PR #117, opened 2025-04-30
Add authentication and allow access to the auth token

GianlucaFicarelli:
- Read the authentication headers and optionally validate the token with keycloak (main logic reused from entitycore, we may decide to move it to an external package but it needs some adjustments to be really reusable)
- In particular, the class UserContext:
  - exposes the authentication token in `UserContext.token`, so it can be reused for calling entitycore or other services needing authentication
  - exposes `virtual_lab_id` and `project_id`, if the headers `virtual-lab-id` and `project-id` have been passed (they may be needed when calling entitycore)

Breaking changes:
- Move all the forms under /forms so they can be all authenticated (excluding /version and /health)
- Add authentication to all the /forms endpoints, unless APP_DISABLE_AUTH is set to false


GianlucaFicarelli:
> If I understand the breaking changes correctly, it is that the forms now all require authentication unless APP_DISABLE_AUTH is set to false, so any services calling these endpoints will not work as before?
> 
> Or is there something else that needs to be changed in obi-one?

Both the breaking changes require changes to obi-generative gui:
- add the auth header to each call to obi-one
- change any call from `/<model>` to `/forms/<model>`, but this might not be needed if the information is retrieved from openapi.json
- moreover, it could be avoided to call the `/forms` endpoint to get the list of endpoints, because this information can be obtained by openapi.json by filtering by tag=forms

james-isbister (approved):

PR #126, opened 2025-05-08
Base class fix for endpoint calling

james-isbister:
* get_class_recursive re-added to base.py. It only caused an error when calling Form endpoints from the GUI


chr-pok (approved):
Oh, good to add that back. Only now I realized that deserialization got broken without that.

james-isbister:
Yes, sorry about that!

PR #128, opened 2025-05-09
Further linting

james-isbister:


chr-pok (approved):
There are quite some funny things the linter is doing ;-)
^^^^^^^^
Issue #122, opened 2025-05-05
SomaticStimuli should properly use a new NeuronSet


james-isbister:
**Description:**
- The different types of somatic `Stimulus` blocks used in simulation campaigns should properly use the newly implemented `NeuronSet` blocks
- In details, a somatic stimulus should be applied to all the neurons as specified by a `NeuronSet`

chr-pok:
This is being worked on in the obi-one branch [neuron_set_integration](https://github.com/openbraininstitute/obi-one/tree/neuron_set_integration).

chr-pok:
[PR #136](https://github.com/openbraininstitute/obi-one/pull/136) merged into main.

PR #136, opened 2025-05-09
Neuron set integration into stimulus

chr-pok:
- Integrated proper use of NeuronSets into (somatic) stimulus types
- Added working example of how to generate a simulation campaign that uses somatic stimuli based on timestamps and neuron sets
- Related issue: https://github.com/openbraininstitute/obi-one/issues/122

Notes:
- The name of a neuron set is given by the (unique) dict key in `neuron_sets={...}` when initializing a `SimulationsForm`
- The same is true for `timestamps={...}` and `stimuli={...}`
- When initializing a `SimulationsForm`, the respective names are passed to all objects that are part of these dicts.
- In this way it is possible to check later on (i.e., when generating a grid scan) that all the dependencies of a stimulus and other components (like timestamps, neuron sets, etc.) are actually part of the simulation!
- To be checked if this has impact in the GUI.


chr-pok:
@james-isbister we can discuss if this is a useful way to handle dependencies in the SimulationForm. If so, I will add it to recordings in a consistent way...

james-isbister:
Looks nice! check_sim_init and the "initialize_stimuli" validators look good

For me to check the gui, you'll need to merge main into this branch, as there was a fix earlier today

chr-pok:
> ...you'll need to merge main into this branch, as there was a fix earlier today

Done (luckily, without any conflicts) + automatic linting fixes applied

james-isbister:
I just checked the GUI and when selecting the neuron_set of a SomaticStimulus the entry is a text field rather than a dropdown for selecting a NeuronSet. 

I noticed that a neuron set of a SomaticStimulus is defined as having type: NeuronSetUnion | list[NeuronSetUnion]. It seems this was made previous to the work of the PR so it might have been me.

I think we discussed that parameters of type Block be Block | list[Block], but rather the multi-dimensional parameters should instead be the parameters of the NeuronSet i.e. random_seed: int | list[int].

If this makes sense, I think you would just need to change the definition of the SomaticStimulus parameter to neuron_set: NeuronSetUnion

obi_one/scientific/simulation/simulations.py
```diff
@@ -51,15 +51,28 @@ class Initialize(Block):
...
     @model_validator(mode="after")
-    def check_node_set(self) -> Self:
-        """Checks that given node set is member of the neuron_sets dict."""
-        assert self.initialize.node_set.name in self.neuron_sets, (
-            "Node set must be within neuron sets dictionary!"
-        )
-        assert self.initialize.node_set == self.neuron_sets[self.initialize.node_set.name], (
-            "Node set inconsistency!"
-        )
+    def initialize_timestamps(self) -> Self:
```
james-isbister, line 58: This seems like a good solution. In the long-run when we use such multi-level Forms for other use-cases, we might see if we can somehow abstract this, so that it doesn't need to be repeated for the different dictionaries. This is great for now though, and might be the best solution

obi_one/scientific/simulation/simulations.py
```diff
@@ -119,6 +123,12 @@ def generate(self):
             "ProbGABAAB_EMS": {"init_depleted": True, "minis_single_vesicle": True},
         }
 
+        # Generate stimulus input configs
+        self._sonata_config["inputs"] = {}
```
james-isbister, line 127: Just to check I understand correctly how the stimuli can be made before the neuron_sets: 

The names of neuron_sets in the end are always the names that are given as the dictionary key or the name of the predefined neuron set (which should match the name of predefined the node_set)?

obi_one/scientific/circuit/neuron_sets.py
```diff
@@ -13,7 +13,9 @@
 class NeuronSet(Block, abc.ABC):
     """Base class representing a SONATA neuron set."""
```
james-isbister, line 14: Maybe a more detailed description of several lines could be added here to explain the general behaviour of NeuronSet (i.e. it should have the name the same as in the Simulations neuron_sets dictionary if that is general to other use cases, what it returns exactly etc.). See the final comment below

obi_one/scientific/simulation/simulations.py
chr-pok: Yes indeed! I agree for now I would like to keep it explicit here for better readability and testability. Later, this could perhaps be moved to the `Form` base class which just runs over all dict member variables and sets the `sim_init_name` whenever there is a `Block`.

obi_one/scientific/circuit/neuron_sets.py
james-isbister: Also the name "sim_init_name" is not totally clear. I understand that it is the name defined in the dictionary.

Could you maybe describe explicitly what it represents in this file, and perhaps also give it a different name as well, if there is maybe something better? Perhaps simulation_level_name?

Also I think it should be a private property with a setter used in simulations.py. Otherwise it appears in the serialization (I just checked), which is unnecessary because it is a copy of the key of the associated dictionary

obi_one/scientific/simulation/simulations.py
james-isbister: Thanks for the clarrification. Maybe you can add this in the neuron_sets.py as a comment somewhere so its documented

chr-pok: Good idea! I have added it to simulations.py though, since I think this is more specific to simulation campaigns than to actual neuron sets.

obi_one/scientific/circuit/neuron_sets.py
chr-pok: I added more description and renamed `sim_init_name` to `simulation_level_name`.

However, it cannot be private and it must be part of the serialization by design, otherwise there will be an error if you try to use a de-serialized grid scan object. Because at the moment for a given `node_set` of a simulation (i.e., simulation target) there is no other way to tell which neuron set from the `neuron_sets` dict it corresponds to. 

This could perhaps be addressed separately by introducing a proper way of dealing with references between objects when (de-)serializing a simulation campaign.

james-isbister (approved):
^^^^^^^^
Using only the entries above, output the line with "PR #117, opened 2025-04-30", the line with "- add the auth header to each call to obi-one", and all lines between them, exactly as they stand.

Worked solution
PR #117, opened 2025-04-30
Add authentication and allow access to the auth token

GianlucaFicarelli:
- Read the authentication headers and optionally validate the token with keycloak (main logic reused from entitycore, we may decide to move it to an external package but it needs some adjustments to be really reusable)
- In particular, the class UserContext:
  - exposes the authentication token in `UserContext.token`, so it can be reused for calling entitycore or other services needing authentication
  - exposes `virtual_lab_id` and `project_id`, if the headers `virtual-lab-id` and `project-id` have been passed (they may be needed when calling entitycore)

Breaking changes:
- Move all the forms under /forms so they can be all authenticated (excluding /version and /health)
- Add authentication to all the /forms endpoints, unless APP_DISABLE_AUTH is set to false


GianlucaFicarelli:
> If I understand the breaking changes correctly, it is that the forms now all require authentication unless APP_DISABLE_AUTH is set to false, so any services calling these endpoints will not work as before?
> 
> Or is there something else that needs to be changed in obi-one?

Both the breaking changes require changes to obi-generative gui:
- add the auth header to each call to obi-one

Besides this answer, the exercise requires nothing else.